PTL alters cellular morphologyin human lung cancer cell lines
Morphological features were characterized with HCS, a laser scanning confocal microscope and a scanning electron microscope. The results for NCI-H460 and NCI-H446 showed that PTL affected the cell area. The decrease in cell area implied a decrease in the cellular content. Simultaneously, PTL also decreased the number of pseudopodia and induced the formation of an irregular-sized nucleus with DNA contents that did not significantly differ (Figure 2C), but these changes were not significant in A549 (Figure 2A, 2B, and 2D). Karyopyknosis is an important sign of cell necrosis. However, for NCI-H460, NCI-H446, and A549, the karyopyknotic cell number decreased after PTL treatment, suggesting that PTL did not directly cause cell necrosis (Figure 2E). PTL induced an increase in giant tumor cells of the three cell lines in a dose-dependent manner, suggesting that PTL could induce cancer cell senescence and abnormal division (Figure 2F). In Figure 2G, cells were stained with a fluorochrome of F-actin. Low PTL doses induced the contraction of pseudopodia and altered the microfilament structure. By comparison, high PTL doses caused β-actin agglutination, cell shrink age, and changes in cell shape. The changes in cellular morphology in Figure 2H were similar to those observed in the cells shown in Figure 2G.
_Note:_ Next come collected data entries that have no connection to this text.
PR #20633, opened 2024-01-22
os: Fix File.read() in JS backends [Issue : #20501]

### LINKED ISSUE #20501: File.read() always returns 0 bytes in JS backends
### Describe the bug

In both `js` and `js_browser` backends, `File.read()` call seems to read 0 bytes

### Reproduction Steps

```v
import os

mut buf := []u8{len: 10}
f := os.open('/etc/hosts') or { panic(err) }
n := f.read(mut &buf) or { panic(err) }
println(buf[..n])
```

### Expected Behavior

Using the `js` backend: expected to either read a non-zero amount of bytes, or raise an error.

Using the `js_browser`: expected to either fail compilation (since File I/O is unavailable in the browser), or for `os.open()` to always return an error.

### Current Behavior

```console
$ v run read_file.v    # runs as expected
[49, 50, 55, 46, 48, 46, 48, 46, 49, 32]
$  v -o read_file.js read_file.v && node read_file.js
[]
$ v -b js_browser -o read_file.js read_file.v && node read_file.js
[]
```

### Possible Solution

_No response_

_No response_

### V version

V 0.4.4 ac2dcc2

NixOS 23.11 (Tapir)
Node v18.18.2
> [!NOTE]
>

GGRei:
Fixed #20501 File.read() function for the JavaScript backend. 

The issue was due to incorrect array access in the JavaScript generated from V code.

To respond at ticket expectation : 

- _Using the js backend: expected to either read a non-zero amount of bytes, or raise an error._

The original function already includes a try-catch block to manage errors. Unless specifically requested, I don't plan to add additional error handling

_- Using the js_browser: expected to either fail compilation (since File I/O is unavailable in the browser), or for os.open() to always return an error._

the existing code already handles errors. If **open_file()** is called in a non-NodeJS environment, an error is generated. However, it appears that the test in ticket was conducted using Node.js, which could explain the observed results.

I'm always available for any suggestions/modifications.

### DIFF
--- a/vlib/os/file.js.v
+++ b/vlib/os/file.js.v
@@ -84,9 +84,10 @@ pub fn (f &File) read(mut buf []u8) !int {
 	}
 	mut nbytes := 0
 	#try {
-	#let buffer = $fs.readFileSync(f.val.fd.valueOf());
+	#let readBuffer = Buffer.alloc(buf.val.len.valueOf());
+	#nbytes = $fs.readSync(f.val.fd.valueOf(), readBuffer, 0, buf.val.len.valueOf(), null);
 	#
-	#for (const val of buffer.values()) { buf.val.arr.arr[nbytes++] = new u8(val); }
+	#for (let i = 0; i < nbytes; i++) { buf.val.arr.arr[i] = new u8(readBuffer[i]); }
 	#}
 	#catch (e) { return error('' + e); }
 
--- a/vlib/os/file.js.v
+++ b/vlib/os/file.js.v
@@ -86,7 +86,7 @@ pub fn (f &File) read(mut buf []u8) !int {
 	#try {
 	#let buffer = $fs.readFileSync(f.val.fd.valueOf());
 	#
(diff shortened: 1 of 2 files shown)


spytheman:
image

The observed behavior for the C backend and for the JS backend is still different.
You can use this file `open_and_read_from_file_test.js.v` to try (and please add it to vlib/os/ for example, to prevent future regressions).
```v
import os

fn test_read_from_file() {
	mut buf := []u8{len: 10}
	f := os.open(@FILE)!
	n := f.read(mut &buf)!
	println(buf[..n])
}	
```

spytheman:
Note that the C version https://github.com/vlang/v/blob/master/vlib/os/file.c.v#L233 , reads up to `buf.len` bytes, and it returns how many bytes it could read.
It does not read the whole file.

GGRei:
Done. let me know if everything is okay. Thanks.

spytheman:
I can confirm, that the fix for File.read/1 is working.

It still prints differently, but fixing that is out of scope for this PR.

Excellent work.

PTL can inhibit and reverse the EMT biomarkers of lung cancer cells
The effect of PTL on the levels of epithelial and mesenchymal cell biomarkers by immunofluorescent staining in HCS systems was tested. In response to PTL treatment, epithelial cell biomarker (E-cadherin, Occludin, and EMA) expression increased in both cell lines in a dose-dependent manner (Figure 2A, 2B, and 2C). By contrast, mesenchymal cell biomarkers, such as Vimentin, N-cadherin, and VE-cadherin, the expression in NCI-H446 and NCI-H460decreased in a dose-dependent mannerin response to PTL treatment (Figure 2D, 2E, and 2F). No significant variation was observed in the expression of Vimentin, N-cadherin, and VE-cadherin in A549. These results showed that PTL could inhibit EMT in NCI-H446, NCI-H460, and A549, as well as reverse EMT in NCI-H446 and NCI-H460. However, PTL could not reverse EMT in A549. Immunofluorescent double staining was performed for E-cadherin and Vimentin and then visualized under a fluorescence microscope. Vimentin levels decreased and E-cadherin levels increased in NCI-H446 cells, and these results were similar to those of HCS (Figure 3G).
Multiple potential targets of PTL contain a “co-adaptation pocket,” and ERK 2 was inhibited by PTL and thus induced EMT inhibition
Gene expression microarray was performed to determine differentially expressed genes (Figure 4A and 4C). A total of 164 influenced pathways of these differential expression proteins were predicted. Moreover, 17 potential targets were calculated by reverse prediction based on PTL activity. Seventeen proteins consisted of 140 influenced pathways. Of these pathways, 137 were similar to differentially expressed proteins (Figure 4B).
POVME 2.0 algorithm measures and characterizes the active pocket of proteins (Figure 4D). There were 12 proteins with extremely similar active center structure (Supplementary Table 1). Based on the analysis of parthenolide interactions with target proteins, Gly, Lys, Leu, and Ser emerged around the active site of eight proteins at high frequency. We further measured the location relationship of those amino acids, and finally found amino acids that showed isosceles triangles in the active center, and the conformations and orientations of the parthenolide in the active center were identical in this triangle (Figure 4E). This characteristic is called “co-adaptation pocket.”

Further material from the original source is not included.